Friday, June 14, 2024

So Long, Petrodollar: US-Saudi Arabian Agreement Ends After Fifty Years


Ward Clark reporting for RedState 

The petrodollar — a deal, not a currency — was born out of the late 1970s energy crisis. The United States, having just gone off the gold standard, struck a deal with Saudi Arabia — one of the largest producers of petroleum in the world — that meant the Saudis would price their oil exclusively in United States dollars and that any surplus revenues from their sales of petroleum would be invested in U.S. Treasury bonds. This had several effects: It ensured the U.S. a supply of oil, it established the U.S. dollar as the global reserve currency, and it helped the U.S. maintain what was, by today's standards, its modest federal debt.

That agreement is now over.

The 50-year-old petrodollar agreement between the U.S. and Saudi Arabia was just allowed to expire. The term “petrodollar” refers to the U.S. dollar’s role as the currency used for crude oil transactions on the world market. This arrangement has its roots in the 1970s when the United States and Saudi Arabia struck a deal shortly after the U.S. went off the gold standard that would go on to have far-reaching consequences for the global economy. In the history of global finance, few agreements have wielded as many benefits as the petrodollar pact did for the U.S. economy.

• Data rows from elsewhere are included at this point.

PR #12005, opened 2020-06-20
Add ride wait time input

pbagot-1:
I made an input window open up when you click on the ride min waiting time or ride max waiting time widgets. Max length input is 3 so you can enter from 0 -> 999 but only values 0 -> 250 are allowed.

### DIFF
--- a/src/openrct2-ui/windows/Ride.cpp
+++ b/src/openrct2-ui/windows/Ride.cpp
@@ -424,9 +424,11 @@ static constexpr const uint64_t window_ride_page_enabled_widgets[] = {
         (1ULL << WIDX_LOAD_CHECKBOX) |
         (1ULL << WIDX_LEAVE_WHEN_ANOTHER_ARRIVES_CHECKBOX) |
         (1ULL << WIDX_MINIMUM_LENGTH_CHECKBOX) |
+        (1ULL << WIDX_MINIMUM_LENGTH) |
         (1ULL << WIDX_MINIMUM_LENGTH_INCREASE) |
         (1ULL << WIDX_MINIMUM_LENGTH_DECREASE) |
         (1ULL << WIDX_MAXIMUM_LENGTH_CHECKBOX) |
+        (1ULL << WIDX_MAXIMUM_LENGTH) |
         (1ULL << WIDX_MAXIMUM_LENGTH_INCREASE) |
         (1ULL << WIDX_MAXIMUM_LENGTH_DECREASE) |
         (1ULL << WIDX_SYNCHRONISE_WITH_ADJACENT_STATIONS_CHECKBOX) |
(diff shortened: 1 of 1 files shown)


src/openrct2-ui/windows/Ride.cpp
```diff
@@ -3651,6 +3665,42 @@ static void window_ride_operating_update(rct_window* w)
...
+    auto rideSetSetting = RideSetSettingAction(w->number, RideSetSetting::MaxWaitingTime, time);
+    GameActions::Execute(&rideSetSetting);
+}
+
+static void window_ride_operating_textinput(rct_window* w, rct_widgetindex widgetIndex, char* text)
+{
+    if ((widgetIndex != WIDX_MINIMUM_LENGTH && widgetIndex != WIDX_MAXIMUM_LENGTH) || text == nullptr)
+        return;
+
+    int32_t time32;
```
Gymnasiast, line 3685: We don't separate the declaration and definition anymore, unless necessary.

src/openrct2-ui/windows/Ride.cpp
```diff
@@ -3651,6 +3665,42 @@ static void window_ride_operating_update(rct_window* w)
...
+    char* end;
+
+    time32 = strtol(text, &end, 10);
+    if (*end == '\0')
+    {
+        uint8_t time = (uint8_t)std::clamp(time32, 0, 250);
```
Gymnasiast, line 3691: You need to use a C++-style cast.

But I'm a bit puzzled as to why you write to a `time32` and then cast to uint8_t in the first place.

prodscary: It was intended to make it so negative number input by the user would get turned into 0, but I suppose this case doesn't really matter

src/openrct2-ui/windows/Ride.cpp
prodscary: Fixed.

src/openrct2-ui/windows/Ride.cpp
```diff
@@ -3651,6 +3665,44 @@ static void window_ride_operating_update(rct_window* w)
...
+    uint8_t time = strtol(text, &end, 10);
+
+    if (*end == '\0')
+    {
+        uint8_t minTime = 0;
+        uint8_t maxTime = 250;
+        time = std::clamp(time, minTime, maxTime);
+
+        // if widget is min waiting time set it, else set max waiting time
+        if (widgetIndex == WIDX_MINIMUM_LENGTH)
```
Gymnasiast, line 3695: I prefer a switch case here. After all, we might want to add inputs for other widgets on that tab later on.

src/openrct2-ui/windows/Ride.cpp
```diff
@@ -3488,10 +3496,16 @@ static void window_ride_operating_mouseup(rct_window* w, rct_widgetindex widgetI
             set_operating_setting(
                 w->number, RideSetSetting::Departure, ride->depart_flags ^ RIDE_DEPART_WAIT_FOR_MINIMUM_LENGTH);
             break;
+        case WIDX_MINIMUM_LENGTH:
+            window_text_input_raw_open(w, WIDX_MINIMUM_LENGTH, STR_ENTER_NEW_VALUE, STR_ENTER_NEW_VALUE, _minWaitInputText, 4);
```
Gymnasiast, line 3500: Why the raw variant, specifically? The Water window uses `window_text_input_open` and it uses a simple inter input as well.

tupaschoal:
Hello @pbagot-1 ,

I'm converting this to a draft PR. If you can tackle the issues pointed out by Michael, please do (and also mark them as resolved when you do). After that, set it as ready for review, please :)

tupaschoal:
Hey @pbagot-1 this has been stalled for a while, but it's a cool feature. If you can resume and solve the issues, please reopen the PR!

PR #12007, opened 2020-06-20
Close #11971: Replace ride groups with new ride types

### LINKED ISSUE #11971: Convert ride groups to separate coaster types
Currently, some ride types are subdivided into two ride groups. For example, the Twister Roller Coaster is divided into the Steel Twister and the Hyper-Twister.

This division complicates the code somewhat, and might become more problematic once we start turning ride types into objects.

The refactor would consist of the following:
- Copy the RTD of every ride type that has ride groups.
- Modify the naming, available track pieces, maximum height and flags from the ride groups.
- Modify the code to remove references to ride groups and the ride group manager.
- Introduce code to convert ride types in the S4Importer and S6Importer (as well as the S6Export/ParkImporter, depending on whether this refactor is carried out before or after the move to the new save format).

Gymnasiast:
Currently, five ride types are subdivided using "ride groups". While they have worked properly, they do complicate the code a bit in places. They will also be hard to port once ride types become actual objects.

This PR therefore creates five new ride types, converting saves, objects and track designs at load/save time. The reduced complexity during playing means this PR ends up with more than 450 fewer lines of code. (Or almost 200 fewer, if you count the added RTDs as code.)

This is also where the work to move most ride type metadata to RTDs really shines: it wasn't difficult to add these five.


src/openrct2/libopenrct2.vcxproj
```diff
@@ -764,4 +763,4 @@
     <ClCompile Include="world\Wall.cpp" />
   </ItemGroup>
   <Import Project="$(VCTargetsPath)\Microsoft.Cpp.targets" />
-</Project>
\ No newline at end of file
+</Project>
```
Gymnasiast, line 766: I will revert this. (IDE did this automatically.)

src/openrct2/rct1/RCT1.h
```diff
@@ -1281,5 +1281,6 @@ enum
 
 void load_from_sv4(const char* path);
 void load_from_sc4(const char* path);
+ObjectEntryIndex RCT1RideTypeToOpenRCT2RideType(uint8_t rct1RideType, const rct_ride_entry* rideEntry);
```
Gymnasiast, line 1284: Remove

src/openrct2/localisation/StringIds.h
```diff
@@ -3544,22 +3544,14 @@ enum
...
-    STR_HYPER_TWISTER_GROUP_DESC = 6117,
-    STR_JUNIOR_RC_GROUP_DESC = 6118,
-    STR_CLASSIC_MINI_COASTER_GROUP_DESC = 6119,
+    STR_RIDE_NAME_HYPERCOASTER = 6105,
+    STR_RIDE_NAME_MONSTER_TRUCKS = 6107,
+    STR_RIDE_NAME_HYPER_TWISTER = 6109,
+    STR_RIDE_NAME_CLASSIC_MINI_ROLLER_COASTER = 6111,
+    STR_RIDE_DESCRIPTION_HYPERCOASTER = 6113,
+    STR_RIDE_DESCRIPTION_MONSTER_TRUCKS_GROUP = 6115,
+    STR_RIDE_DESCRIPTION_TWISTER_ROLLER_COASTER = 6116,
```
pizza2004, line 3553: Shouldn't this be 6117?

Gymnasiast: No, this is an exception.

src/openrct2/ride/TrackDesignRepository.cpp
```diff
@@ -78,10 +78,15 @@ class TrackDesignFileIndex final : public FileIndex<TrackRepositoryItem>
         auto td6 = track_design_open(path.c_str());
         if (td6 != nullptr)
         {
+            auto* rawObject = object_repository_load_object(&td6->vehicle_object);
```
duncanspumpkin, line 81: This is causing a race condition when building the track design list (looks to be issues with the image list). I don't think you should be loading and unloading objects in threads. You will either have to have this protected by a mutex or fix object loading / unloading to be thread safe.

Gymnasiast: Don't think I can pull off the latter, so I'd want to do the former. How do I introduce one? Is there any other place in OpenRCT2 that uses a mutex?

IntelOrca: Yes, just search for `std::mutex`. I think the object downloader and server list use them.

Gymnasiast: I have now added one. I hope I did it correctly.

duncanspumpkin:
Its causing a barely noticeable problem but peep::RideTypesBeenOn is no longer correct. Would it be too much of a pain to provide an importer/exporter for it?

Gymnasiast:
Yeah, I'll try that.

duncanspumpkin:
I've had a good play about with this and I think there is no way to merge this without the new save format as it is will cause desyncs on multiplayer. The rideTypesHaveRidden cannot be rebuilt on load correctly. The only way I can see this working is that we make it so that the ride types been on not listen to the new ride types until the new save format.

Gymnasiast:
> The only way I can see this working is that we make it so that the ride types been on not listen to the new ride types until the new save format.

After some discussion via PMs, this is what we went for.

src/openrct2/rct2/S6Importer.cpp
```diff
@@ -507,7 +507,14 @@ class S6Importer final : public IParkImporter
     {
         *dst = {};
         dst->id = rideIndex;
-        dst->type = src->type;
+
+        ObjectEntryIndex rideType = src->type;
+        if (RCT2RideTypeNeedsConversion(src->type))
+        {
+            auto* rideEntry = get_ride_entry(src->subtype);
+            rideType = RCT2RideTypeToOpenRCT2RideType(src->type, rideEntry);
```
Gymnasiast, line 515: Add null check

PR #12010, opened 2020-06-20
Part of #11571 - Create gfx_draw_string_left overload

TomasZilinek:
Third and final part of issue #11571. I replaced the rest of the calls and removed the old function definition and declaration.


tupaschoal:
Nice, thanks :)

Those benefits are gone now. It's difficult to foresee what the consequences will be for the U.S. economy, but it's not likely to be anything good. While this is liable to affect the prices of petroleum we import, making it more expensive by weakening the dollar, we do have domestic resources that can address that to some degree. This may even strengthen the market for American oil and gas in the short term. Petroleum is a fungible commodity with a global price, and a weaker U.S. dollar will, in the absence of the petrodollar, make American exports more attractive on global markets. Maybe. But the rest of the effects cannot so easily be dismissed.

Oil being denominated in U.S. dollars alone has significance beyond the categories of oil and finance. By mandating that oil be sold in U.S. dollars (DXY), the agreement elevated the dollar’s status as the world’s reserve currency. This, in turn, has profoundly impacted the U.S. economy. The global demand for dollars to purchase oil has helped to keep the currency strong, making imports relatively cheap for American consumers. Additionally, the influx of foreign capital into U.S. Treasury bonds has supported low interest rates and a robust bond market.

There are a couple of points to be made here.

First, the effect on the dollar: Weakening the dollar, as this is bound to do, will have one major effect, namely, raising the price of anything imported into the United States. And from whom does the United States import the most goods, from knick-knacks to industrial electrical transformers? China. China, we may well remember, is a country that is not particularly friendly towards the United States. Second, the end of the dollar as the global reserve currency will almost certainly lower foreign investment in the U.S. Treasury bonds that are largely used to finance America's runaway spending. Interest rates, inflation, bond markets, and the public debt are all in for a sudden, dramatic readjustment, and it won't be good for American consumers.

The petrodollar’s expiration could weaken the U.S. dollar and, by extension, the U.S. financial markets. If oil were to be priced in a currency other than the dollar, it could lead to a decline in global demand for the greenback. This, in turn, could result in higher inflation, higher interest rates, and a weaker bond market in the United States.

For most of the postwar world, the U.S. dollar has been the global reserve currency. Consider what currency is now liable to replace it: The ruble? The Saudi riyal? The renminbi? None of those bode well for the United States — nor does the lack of any global reserve currency, a situation that will not last; nature, after all, abhors a vacuum.

The expiration of the petrodollar agreement represents a significant shift in global power dynamics. It highlights the growing influence of emerging economies and the changing energy landscape. While the full implications of this shift remain to be seen, investors should at least be aware that on a macro level, the global financial order is entering a new era. The U.S. dollar’s dominance is no longer guaranteed. 

The result of this is likely to be a dramatic change in the global order. The United States retains a few advantages, though: We are one of the few nations in the developed world that is not facing a major demographic apocalypse. We still have an industrial base, and given America's vast sweeps of arable land, nobody in the United States is going to go hungry. We still have ample resources for oil and natural gas, not least of which are right here in Alaska.

The petrodollar agreement is no more. The effects on the global economy in general and the American economy in particular are not yet known, but as we can see, they are unlikely to be good, particularly for the United States. The century ahead may look very, very different from the century past.

Predictions are hard to make, especially about the future, but the ending of this fifty-year agreement will change things, probably dramatically. The United States is almost certainly in for a downturn if this agreement remains defunct. A recession, possibly even a prolonged depression, is likely unless some way can be found to strengthen the U.S. dollar.